I do see the --method-kwargs
listed and still get the 'No such option: --method-kwargs' error
preceding the error below. Tried both with sopa 1.0.8 and 1.0.9.
This is the error from cellpose:
sopa segmentation cellpose /mnt/XXX/andrea/Projects/XXX/MERFISH/merfish_output/XXX/region_0.zarr --patch-dir /mnt/XXX/andrea/Projects/XXX/MERFISH/merfish_output/XXX/region_0.zarr/.sopa_cache/cellpose_boundaries \
--patch-index 37 --diameter 60 --channels 'DAPI' --flow-threshold 2 --cellprob-threshold -6 --model-type 'cyto3' --min-area 1000 --clip-limit 0.2 --gaussian-sigma 1 --method-kwargs "{'cellpose_model_kwargs': {'gpu': True}}"
(one of the commands exited with non-zero exit code; note that snakemake uses bash strict mode!)
Hello @andrea-de-micheli, I tried executing your command and it reads the argument as expected. Can you try running the CLI command that you pasted without using snakemake? Are you sure you have only sopa environment?

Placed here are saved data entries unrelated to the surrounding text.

PR #2571, opened 2018-11-09
csplit: add page

ronniegane:

### DIFF
--- a/pages/linux/csplit.md
+++ b/pages/linux/csplit.md
@@ -1,19 +1,19 @@
 # csplit
 
-> Split a file into pieces
+> Split a file into pieces.
 
-- Split a file at lines 5 and 23
+- Split a file at lines 5 and 23:
 
 `csplit {{file}} 5 23`
 
-- Split a file every 5 lines (-k flag necessary if not divisible by 5)
+- Split a file every 5 lines (-k flag necessary if not divisible by 5):
 
 `csplit -k {{file}} 5 {*}`
 
-- Split a file and use a given prefix for the output files
+- Split a file and use a given prefix for the output files:
 
 `csplit {{file}} 5 -f {{prefix}}`
 
-- Split a file at a line matching a regular expression
+- Split a file at a line matching a regular expression:
 
 `csplit {{file}} /{{regex}}/`
--- a/pages/linux/csplit.md
+++ b/pages/linux/csplit.md
@@ -7,7 +7,11 @@
 
 `csplit {{file}} {{5}} {{23}}`
 
-- Split a file every {{5}} lines (-k flag necessary if not divisible by {{5}}):
+- Split a file every {{5}} lines (this will fail if the total number of lines is not divisible by {{5}}):
+
+`csplit {{file}} {{5}} {*}`
+
+- Split a file every {{5}} lines, ignoring exact-division error:
 
 `csplit -k {{file}} {{5}} {*}`
 
--- a/pages/linux/csplit.md
+++ b/pages/linux/csplit.md
@@ -1,6 +1,7 @@
 # csplit
 
-> Split a file into pieces.
+> Split a file into pieces.  
+> This generates files named "xx00", "xx01", and so on.
 
 - Split a file at lines 5 and 23:
 
--- a/pages/linux/csplit.md
+++ b/pages/linux/csplit.md
@@ -3,17 +3,17 @@
 > Split a file into pieces.  
 > This generates files named "xx00", "xx01", and so on.
 
-- Split a file at lines 5 and 23:
+- Split a file at lines {{5}} and {{23}}:
 
-`csplit {{file}} 5 23`
+`csplit {{file}} {{5}} {{23}}`
 
-- Split a file every 5 lines (-k flag necessary if not divisible by 5):
+- Split a file every {{5}} lines (-k flag necessary if not divisible by {{5}}):
 
-`csplit -k {{file}} 5 {*}`
+`csplit -k {{file}} {{5}} {*}`
 
-- Split a file and use a given prefix for the output files:
+- Split a file at line {{5}} and use a given prefix for the output files:
 
-`csplit {{file}} 5 -f {{prefix}}`
+`csplit {{file}} {{5}} -f {{prefix}}`
 
 - Split a file at a line matching a regular expression:
 
--- a/pages/linux/csplit.md
+++ b/pages/linux/csplit.md
@@ -3,19 +3,19 @@
 > Split a file into pieces.
 > This generates files named "xx00", "xx01", and so on.
 
-- Split a file at lines {{5}} and {{23}}:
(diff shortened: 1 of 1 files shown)


pages/linux/csplit.md
```diff
@@ -0,0 +1,19 @@
+# csplit
+
+> Split a file into pieces.
```
agnivade: We should add a sub-heading - "This generates files named "xx00", "xx01" and so on."

pages/linux/csplit.md
```diff
@@ -0,0 +1,19 @@
...
+
+- Split a file at lines 5 and 23:
+
+`csplit {{file}} 5 23`
```
agnivade: 5 and 23 in tokens (`{{}}`) here and everywhere else.

pages/linux/csplit.md
```diff
@@ -0,0 +1,19 @@
...
+
+- Split a file every 5 lines (-k flag necessary if not divisible by 5):
```
agnivade: We can have a separate example showing the importance of `-k` and not mix it with this example.

pages/linux/csplit.md
```diff
@@ -0,0 +1,19 @@
...
+
+`csplit -k {{file}} 5 {*}`
+
+- Split a file and use a given prefix for the output files:
```
agnivade: Split a file _at line 5_

pages/linux/csplit.md
ronniegane: Added in 4c464e0c3

pages/linux/csplit.md
ronniegane: I added an example in cd8321e15e8 but I'm not sure of the wording, it feels a bit clunky.

pages/linux/csplit.md
ronniegane: Clarified in 4c464e0c3c878

pages/linux/csplit.md
ronniegane: Added in 4aa995b31953

pages/linux/csplit.md
```diff
@@ -0,0 +1,24 @@
+# csplit
+
+> Split a file into pieces.
+> This generates files named "xx00", "xx01", and so on.
+
+- Split a file at lines {{5}} and {{23}}:
```
agnivade: 5 and 23 need not be inside `{{}}`. We use that only for examples.

pages/linux/csplit.md
```diff
@@ -0,0 +1,24 @@
...
+
+`csplit {{file}} {{5}} {{23}}`
+
+- Split a file every {{5}} lines (this will fail if the total number of lines is not divisible by {{5}}):
+
+`csplit {{file}} {{5}} {*}`
```
agnivade: Does * need to be inside {} ?

pages/linux/csplit.md
ronniegane: Removed from this line and the other example descriptions in fe8cd972

agnivade:
@waldyrious - Could you take a look at this ? I believe it can be improved slightly. But I don't have anything concrete to suggest.

waldyrious:
I think the page is well-written, but the command itself is not very intuitive, so only by reading these descriptions it's unclear what will actually happen. Several things puzzle me about it:

- Are the splitted files literally named xx00 and so on, or is the xx a placeholder for the original filename?
- If the prefix is indeed always xx, what happens if I split a second file in the same directory? Does the counter keep incrementing globally? How do I know what pieces belong to each original file?
- How is the division performed? Do the given lines become part of the piece above them, or the one below?
- As I commented inline: for the regex option, what happens if more than one line matches the regex? And if none does?

I hope I can help with making specific proposals to clarify the page if these issues are clarified.

pages/linux/csplit.md
```diff
@@ -0,0 +1,24 @@
...
+
+`csplit {{file}} {{5}} {{23}}`
+
+- Split a file every 5 lines (this will fail if the total number of lines is not divisible by 5):
+
+`csplit {{file}} {{5}} {*}`
+
+- Split a file every 5 lines, ignoring exact-division error:
+
+`csplit -k {{file}} {{5}} {*}`
```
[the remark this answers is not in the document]
ronniegane: yes, it is `--keep-files`. Should I write that in full in the code line, the description line, or both?

ronniegane:
@waldyrious I'll just test these examples
```
➜  example ls
example.txt
➜  example cat example.txt 
one
two
three
four
five
six
seven
eight
nine
ten
eleven
twelve
➜  example csplit example.txt 5
19
44
➜  example ls
example.txt  xx00  xx01
➜  example cat xx00
one
two
three
four
➜  example cat xx01
five
six
seven
eight
nine
ten
eleven
twelve
```
Splitted files are literally named `xx00`, unless the custom prefix flag is used.  
Matching lines become part of the piece _below_ them (line 5 is in xx01)
```
➜  example ls
example2.txt  example.txt  xx00  xx01
➜  example csplit example2.txt 8
37
16
➜  example cat xx00
uno
dos
tres
cuatro
cinco
seis
siete
```
Splitting again overwrites the existing `xx00` etc files. No warning or error is given.
```
➜  example csplit example.txt /s/
24
39
➜  example cat xx00
one
two
three
four
five
➜  example cat xx01
six
seven
eight
nine
ten
eleven
twelve
```
Using a regex stops at the very first match (first line with "s" in it in this case), unless the `{INTEGER}` or `{*}` keywords are used after the regex pattern
```
➜  example csplit example.txt /s/ {\*}
24
4
35
➜  example ls
example2.txt  example.txt  xx00  xx01  xx02
```
(I have to escape the `*` in my shell (zsh) to prevent globbing, but I'm not sure if that's common to other shells)
```
➜  example csplit example.txt /z/     
csplit: ‘/z/’: match not found
63
```
If there is no match for the regex, an error is thrown. No files will be created _unless_ the `--keep-files` flag is used, in which case it will just make one file xx00.

pages/linux/csplit.md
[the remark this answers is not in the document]
waldyrious: Hm, that's... unexpected. Let me see if I understand the semantics of that option name: without the `-k` the partial files are created, but then deleted once the final one generates an error? Otherwise, how do you explain the choice of name? It's not clear to me.

waldyrious:
@ronniegane many thanks for the detailed examples. Later today I'll try to propose reworded command descriptions that might make these behaviors more predictable.

waldyrious:
@ronniegane @agnivade unfortunately I became unexpectedly busy for the past few days. Perhaps it's better to merge the PR as-is, and I'll submit a change proposal afterwards.

agnivade:
SGTM

waldyrious:
Ok, I'll merge then. Sorry for the inconvenience, @ronniegane, and thanks again for the contribution and patience :)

Hi @andrea-de-micheli, have you tried my comment above? Let me know if I can close the issue
Hi @quentinblampey, I did manage it to work via the snakemake command. We can close the issue for now. Thank you for your support!
Hi,
Just a conceptual suggestion in the CLI tutorial. It would be more intuitive if
sopa segmentation cellpose
can automatically run on all the patches generated bysopa patchify image
without having to specify either a--patch-index
or again--patch-width --patch-overlap
.For example, simply running:
sopa segmentation cellpose tuto.zarr --channels DAPI --diameter 35
will return an error.Also, any suggestion on how to parallelize the segmentation process and leverage CUDA? Thank you very much!
EDIT: asking because I'm working with a very large image. I have 560 patches that are 5000x5000 pixels and segmentation is projected to ~30h.